## WHAT THIS TASK INVOLVES
Starting at the first line of the data below, repeat each line word for word up to and including the line with "Fixes #950.".

Collected data entries
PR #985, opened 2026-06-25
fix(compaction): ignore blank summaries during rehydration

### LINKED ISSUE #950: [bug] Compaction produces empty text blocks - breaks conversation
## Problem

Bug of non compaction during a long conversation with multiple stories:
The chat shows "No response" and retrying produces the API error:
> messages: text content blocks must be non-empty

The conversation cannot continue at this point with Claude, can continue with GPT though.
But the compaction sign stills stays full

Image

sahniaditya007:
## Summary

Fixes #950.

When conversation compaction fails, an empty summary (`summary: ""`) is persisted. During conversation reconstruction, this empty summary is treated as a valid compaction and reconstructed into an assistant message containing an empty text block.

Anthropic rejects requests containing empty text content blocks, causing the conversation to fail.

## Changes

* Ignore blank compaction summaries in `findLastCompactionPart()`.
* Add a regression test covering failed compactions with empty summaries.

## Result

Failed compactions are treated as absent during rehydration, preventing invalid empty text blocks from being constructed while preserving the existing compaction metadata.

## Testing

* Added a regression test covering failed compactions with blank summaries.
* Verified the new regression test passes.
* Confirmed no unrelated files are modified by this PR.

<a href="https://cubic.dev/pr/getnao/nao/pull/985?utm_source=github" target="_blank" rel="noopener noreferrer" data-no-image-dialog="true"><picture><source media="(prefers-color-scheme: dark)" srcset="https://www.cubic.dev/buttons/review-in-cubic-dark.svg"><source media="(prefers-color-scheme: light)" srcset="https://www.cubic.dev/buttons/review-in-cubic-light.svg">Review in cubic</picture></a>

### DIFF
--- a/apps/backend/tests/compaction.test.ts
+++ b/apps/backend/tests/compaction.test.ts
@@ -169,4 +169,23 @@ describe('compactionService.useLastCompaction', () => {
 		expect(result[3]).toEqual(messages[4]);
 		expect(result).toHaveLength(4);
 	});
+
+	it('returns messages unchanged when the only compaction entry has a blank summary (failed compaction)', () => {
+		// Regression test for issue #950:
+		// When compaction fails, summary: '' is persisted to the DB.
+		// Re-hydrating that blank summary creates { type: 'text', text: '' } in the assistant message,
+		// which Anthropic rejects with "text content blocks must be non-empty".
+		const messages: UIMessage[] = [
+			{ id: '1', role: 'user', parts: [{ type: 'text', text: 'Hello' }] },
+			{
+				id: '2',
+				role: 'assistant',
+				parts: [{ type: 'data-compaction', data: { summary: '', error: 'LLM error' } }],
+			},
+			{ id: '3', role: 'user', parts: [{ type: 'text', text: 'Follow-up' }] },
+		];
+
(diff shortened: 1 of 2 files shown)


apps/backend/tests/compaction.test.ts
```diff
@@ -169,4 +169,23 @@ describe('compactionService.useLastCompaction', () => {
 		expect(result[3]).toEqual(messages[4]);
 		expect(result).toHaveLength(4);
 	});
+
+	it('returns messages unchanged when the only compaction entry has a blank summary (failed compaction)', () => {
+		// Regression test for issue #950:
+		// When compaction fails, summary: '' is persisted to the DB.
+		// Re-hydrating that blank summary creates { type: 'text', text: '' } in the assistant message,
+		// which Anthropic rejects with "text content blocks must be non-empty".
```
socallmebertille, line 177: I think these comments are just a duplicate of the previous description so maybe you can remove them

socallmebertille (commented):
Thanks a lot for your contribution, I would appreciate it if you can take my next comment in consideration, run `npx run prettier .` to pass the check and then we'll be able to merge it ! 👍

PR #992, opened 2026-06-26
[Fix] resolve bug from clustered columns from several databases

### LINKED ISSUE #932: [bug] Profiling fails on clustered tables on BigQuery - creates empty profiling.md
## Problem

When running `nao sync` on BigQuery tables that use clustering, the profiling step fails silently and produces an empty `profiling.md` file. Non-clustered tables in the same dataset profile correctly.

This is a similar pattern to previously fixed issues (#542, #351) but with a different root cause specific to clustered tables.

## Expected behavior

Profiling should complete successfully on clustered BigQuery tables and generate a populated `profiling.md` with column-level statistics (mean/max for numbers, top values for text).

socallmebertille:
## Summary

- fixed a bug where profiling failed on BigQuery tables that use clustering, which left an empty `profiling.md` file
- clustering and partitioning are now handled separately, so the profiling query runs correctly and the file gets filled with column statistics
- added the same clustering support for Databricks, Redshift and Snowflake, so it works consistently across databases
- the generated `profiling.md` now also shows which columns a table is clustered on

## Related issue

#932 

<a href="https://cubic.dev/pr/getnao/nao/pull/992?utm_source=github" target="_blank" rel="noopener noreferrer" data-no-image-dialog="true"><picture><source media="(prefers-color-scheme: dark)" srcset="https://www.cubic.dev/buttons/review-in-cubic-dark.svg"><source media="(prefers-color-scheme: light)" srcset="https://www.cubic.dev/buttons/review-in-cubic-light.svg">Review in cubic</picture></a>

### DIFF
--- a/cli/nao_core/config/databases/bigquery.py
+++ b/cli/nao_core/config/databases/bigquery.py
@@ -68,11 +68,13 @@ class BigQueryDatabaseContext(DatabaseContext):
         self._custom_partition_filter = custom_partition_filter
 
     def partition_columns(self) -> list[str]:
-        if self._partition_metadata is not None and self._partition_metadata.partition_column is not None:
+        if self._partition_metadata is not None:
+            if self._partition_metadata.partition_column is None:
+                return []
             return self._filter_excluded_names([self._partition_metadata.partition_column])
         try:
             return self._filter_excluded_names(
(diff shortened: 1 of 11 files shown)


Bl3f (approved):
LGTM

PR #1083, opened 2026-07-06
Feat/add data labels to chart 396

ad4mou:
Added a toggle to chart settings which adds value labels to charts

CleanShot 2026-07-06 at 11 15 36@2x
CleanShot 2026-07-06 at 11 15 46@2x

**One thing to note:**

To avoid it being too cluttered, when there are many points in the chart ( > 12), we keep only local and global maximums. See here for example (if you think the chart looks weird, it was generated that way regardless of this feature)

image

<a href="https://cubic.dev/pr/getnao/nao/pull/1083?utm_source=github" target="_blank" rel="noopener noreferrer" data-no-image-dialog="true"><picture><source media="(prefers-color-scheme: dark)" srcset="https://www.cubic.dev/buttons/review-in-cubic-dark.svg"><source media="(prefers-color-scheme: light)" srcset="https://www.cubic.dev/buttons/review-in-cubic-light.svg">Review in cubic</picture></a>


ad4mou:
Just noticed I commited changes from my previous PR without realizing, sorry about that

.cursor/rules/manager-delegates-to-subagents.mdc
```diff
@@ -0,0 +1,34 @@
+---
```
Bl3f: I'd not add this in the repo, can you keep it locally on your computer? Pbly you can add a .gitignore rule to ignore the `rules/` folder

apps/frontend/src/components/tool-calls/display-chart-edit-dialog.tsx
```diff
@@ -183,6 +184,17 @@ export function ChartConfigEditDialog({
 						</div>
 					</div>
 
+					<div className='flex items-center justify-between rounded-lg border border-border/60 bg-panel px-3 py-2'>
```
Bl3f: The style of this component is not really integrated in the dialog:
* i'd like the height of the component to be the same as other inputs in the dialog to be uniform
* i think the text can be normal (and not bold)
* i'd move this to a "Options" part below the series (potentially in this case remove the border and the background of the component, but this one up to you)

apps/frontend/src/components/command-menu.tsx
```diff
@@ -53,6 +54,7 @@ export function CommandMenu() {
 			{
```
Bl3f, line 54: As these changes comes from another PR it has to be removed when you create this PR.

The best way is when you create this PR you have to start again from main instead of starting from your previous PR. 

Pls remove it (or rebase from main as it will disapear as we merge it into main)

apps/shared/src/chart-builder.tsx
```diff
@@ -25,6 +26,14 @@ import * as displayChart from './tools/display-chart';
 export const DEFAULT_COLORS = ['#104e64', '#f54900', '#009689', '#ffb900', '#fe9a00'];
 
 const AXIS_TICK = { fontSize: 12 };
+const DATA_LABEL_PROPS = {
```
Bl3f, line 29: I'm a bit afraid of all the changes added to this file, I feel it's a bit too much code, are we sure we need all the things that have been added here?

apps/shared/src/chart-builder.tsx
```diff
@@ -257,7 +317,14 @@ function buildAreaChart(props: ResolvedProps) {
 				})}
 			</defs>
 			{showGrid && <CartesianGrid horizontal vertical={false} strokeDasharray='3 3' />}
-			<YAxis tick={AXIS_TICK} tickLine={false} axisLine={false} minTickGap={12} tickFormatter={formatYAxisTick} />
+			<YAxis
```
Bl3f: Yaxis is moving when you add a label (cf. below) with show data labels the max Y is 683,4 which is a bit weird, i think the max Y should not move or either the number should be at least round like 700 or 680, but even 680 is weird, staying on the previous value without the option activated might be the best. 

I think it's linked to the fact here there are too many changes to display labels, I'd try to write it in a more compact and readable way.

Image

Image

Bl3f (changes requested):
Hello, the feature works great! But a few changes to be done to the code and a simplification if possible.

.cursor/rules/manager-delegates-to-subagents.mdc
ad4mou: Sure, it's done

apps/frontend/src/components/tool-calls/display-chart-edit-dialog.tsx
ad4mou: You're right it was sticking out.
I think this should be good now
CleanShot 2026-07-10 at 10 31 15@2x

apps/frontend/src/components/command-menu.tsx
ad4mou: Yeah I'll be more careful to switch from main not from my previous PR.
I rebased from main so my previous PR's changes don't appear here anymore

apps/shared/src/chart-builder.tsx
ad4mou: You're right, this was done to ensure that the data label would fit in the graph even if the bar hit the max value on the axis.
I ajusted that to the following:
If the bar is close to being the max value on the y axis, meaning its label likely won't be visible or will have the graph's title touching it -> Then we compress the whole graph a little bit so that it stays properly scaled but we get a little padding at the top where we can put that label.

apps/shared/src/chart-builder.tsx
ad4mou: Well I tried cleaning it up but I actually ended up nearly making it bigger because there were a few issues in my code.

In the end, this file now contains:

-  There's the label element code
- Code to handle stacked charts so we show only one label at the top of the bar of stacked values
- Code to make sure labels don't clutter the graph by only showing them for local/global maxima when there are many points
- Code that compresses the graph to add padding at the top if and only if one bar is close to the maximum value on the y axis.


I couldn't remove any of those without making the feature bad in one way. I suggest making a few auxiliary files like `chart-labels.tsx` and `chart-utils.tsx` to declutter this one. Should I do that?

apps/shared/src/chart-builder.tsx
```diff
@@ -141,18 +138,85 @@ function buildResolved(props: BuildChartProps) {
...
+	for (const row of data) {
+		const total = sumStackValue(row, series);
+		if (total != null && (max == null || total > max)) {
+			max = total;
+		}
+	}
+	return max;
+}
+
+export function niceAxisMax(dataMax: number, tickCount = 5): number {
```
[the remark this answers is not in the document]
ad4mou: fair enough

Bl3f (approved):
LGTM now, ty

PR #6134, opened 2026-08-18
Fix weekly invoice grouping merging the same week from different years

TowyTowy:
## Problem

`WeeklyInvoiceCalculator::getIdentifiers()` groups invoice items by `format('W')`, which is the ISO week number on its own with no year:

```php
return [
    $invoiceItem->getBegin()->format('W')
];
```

## RESPONSE AREA
PR #985, opened 2026-06-25
fix(compaction): ignore blank summaries during rehydration

### LINKED ISSUE #950: [bug] Compaction produces empty text blocks - breaks conversation
## Problem

Bug of non compaction during a long conversation with multiple stories:
The chat shows "No response" and retrying produces the API error:
> messages: text content blocks must be non-empty

The conversation cannot continue at this point with Claude, can continue with GPT though.
But the compaction sign stills stays full

Image

sahniaditya007:
## Summary

Fixes #950.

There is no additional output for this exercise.